Data extracted from a collection

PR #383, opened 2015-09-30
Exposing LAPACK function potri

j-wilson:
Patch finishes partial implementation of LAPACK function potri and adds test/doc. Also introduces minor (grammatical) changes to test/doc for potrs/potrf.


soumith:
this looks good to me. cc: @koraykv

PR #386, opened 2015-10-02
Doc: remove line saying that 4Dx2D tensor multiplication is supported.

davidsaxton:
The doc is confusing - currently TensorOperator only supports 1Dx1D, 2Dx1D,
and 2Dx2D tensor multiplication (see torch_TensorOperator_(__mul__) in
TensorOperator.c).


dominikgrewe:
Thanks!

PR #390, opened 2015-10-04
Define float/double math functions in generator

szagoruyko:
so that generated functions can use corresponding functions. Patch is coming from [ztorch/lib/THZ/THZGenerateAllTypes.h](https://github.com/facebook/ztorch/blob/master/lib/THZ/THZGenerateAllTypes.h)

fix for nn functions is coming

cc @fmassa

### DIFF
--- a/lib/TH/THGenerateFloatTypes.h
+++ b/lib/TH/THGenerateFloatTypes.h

* * *

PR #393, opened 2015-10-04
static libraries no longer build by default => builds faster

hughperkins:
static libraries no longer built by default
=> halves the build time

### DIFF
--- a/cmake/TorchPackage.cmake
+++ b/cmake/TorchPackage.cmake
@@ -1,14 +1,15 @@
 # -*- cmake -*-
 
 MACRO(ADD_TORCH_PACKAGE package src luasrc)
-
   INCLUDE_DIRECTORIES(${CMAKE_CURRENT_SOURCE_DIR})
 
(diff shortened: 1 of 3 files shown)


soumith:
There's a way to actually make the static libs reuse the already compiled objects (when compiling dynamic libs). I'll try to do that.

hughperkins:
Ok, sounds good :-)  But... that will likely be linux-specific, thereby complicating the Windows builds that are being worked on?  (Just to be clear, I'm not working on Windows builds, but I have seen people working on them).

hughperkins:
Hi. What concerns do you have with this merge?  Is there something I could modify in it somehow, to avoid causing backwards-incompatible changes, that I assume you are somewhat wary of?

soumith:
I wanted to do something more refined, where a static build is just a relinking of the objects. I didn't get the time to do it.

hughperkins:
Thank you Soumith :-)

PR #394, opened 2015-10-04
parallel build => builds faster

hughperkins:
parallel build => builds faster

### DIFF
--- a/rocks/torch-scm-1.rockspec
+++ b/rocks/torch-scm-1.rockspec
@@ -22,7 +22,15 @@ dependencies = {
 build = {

YOUR TASK >>
What lines above hold the word "default"? List them all.

TASK OUTPUT >>
static libraries no longer build by default => builds faster
static libraries no longer built by default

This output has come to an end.